• [What you should do] Using the records below, output the stretch that opens with the line containing "PR #2273, opened 2025-03-25" and closes with the line containing "[This PR is", exactly and including both lines, with nothing more.

***** Exercise materials *****

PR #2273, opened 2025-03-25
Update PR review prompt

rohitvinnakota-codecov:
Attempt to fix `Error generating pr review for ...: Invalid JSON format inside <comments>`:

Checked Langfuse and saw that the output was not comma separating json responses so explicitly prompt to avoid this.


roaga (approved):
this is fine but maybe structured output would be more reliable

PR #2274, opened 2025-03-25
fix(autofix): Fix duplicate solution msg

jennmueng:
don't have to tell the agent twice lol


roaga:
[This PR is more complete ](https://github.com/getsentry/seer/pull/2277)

*****
***** Exercise materials *****

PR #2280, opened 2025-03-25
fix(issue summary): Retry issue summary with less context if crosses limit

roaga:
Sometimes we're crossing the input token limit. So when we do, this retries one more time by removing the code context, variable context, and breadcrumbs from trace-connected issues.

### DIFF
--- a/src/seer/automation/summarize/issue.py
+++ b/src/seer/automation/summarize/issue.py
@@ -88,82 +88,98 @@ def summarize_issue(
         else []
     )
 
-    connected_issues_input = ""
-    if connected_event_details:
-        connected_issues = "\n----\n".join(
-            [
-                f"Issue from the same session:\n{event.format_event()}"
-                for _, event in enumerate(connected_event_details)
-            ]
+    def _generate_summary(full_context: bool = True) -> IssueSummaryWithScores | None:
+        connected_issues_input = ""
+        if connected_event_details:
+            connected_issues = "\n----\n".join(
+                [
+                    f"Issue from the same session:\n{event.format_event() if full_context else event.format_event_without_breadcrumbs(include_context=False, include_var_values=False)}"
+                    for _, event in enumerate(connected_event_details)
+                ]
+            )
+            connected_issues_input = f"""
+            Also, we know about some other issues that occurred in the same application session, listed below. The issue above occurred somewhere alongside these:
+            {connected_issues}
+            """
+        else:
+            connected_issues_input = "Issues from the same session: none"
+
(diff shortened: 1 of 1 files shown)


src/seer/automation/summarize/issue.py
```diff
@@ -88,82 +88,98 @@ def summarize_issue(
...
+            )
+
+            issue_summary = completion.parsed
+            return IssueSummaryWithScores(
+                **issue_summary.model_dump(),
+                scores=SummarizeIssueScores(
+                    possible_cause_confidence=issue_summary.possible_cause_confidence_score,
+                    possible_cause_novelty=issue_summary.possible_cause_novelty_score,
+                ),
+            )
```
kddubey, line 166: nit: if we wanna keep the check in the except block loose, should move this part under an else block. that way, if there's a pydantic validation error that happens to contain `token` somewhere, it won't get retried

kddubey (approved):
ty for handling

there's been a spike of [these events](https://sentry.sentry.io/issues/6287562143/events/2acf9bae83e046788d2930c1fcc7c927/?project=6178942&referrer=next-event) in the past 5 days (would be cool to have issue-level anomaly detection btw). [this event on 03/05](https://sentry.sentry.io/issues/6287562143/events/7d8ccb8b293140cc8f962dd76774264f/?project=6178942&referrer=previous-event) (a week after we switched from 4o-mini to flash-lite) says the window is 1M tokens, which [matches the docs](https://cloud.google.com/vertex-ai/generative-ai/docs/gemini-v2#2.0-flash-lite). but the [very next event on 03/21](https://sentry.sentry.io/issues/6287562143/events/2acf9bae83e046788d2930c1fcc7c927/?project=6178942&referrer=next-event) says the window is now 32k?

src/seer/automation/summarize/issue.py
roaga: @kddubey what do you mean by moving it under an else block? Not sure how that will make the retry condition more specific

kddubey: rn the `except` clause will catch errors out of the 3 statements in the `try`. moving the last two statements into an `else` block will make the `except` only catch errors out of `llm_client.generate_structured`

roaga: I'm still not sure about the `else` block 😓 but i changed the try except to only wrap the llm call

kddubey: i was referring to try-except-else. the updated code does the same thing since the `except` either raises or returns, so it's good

*****

• [Answer space]
PR #2273, opened 2025-03-25
Update PR review prompt

rohitvinnakota-codecov:
Attempt to fix `Error generating pr review for ...: Invalid JSON format inside <comments>`:

Checked Langfuse and saw that the output was not comma separating json responses so explicitly prompt to avoid this.


roaga (approved):
this is fine but maybe structured output would be more reliable

PR #2274, opened 2025-03-25
fix(autofix): Fix duplicate solution msg

jennmueng:
don't have to tell the agent twice lol


roaga:
[This PR is more complete ](https://github.com/getsentry/seer/pull/2277)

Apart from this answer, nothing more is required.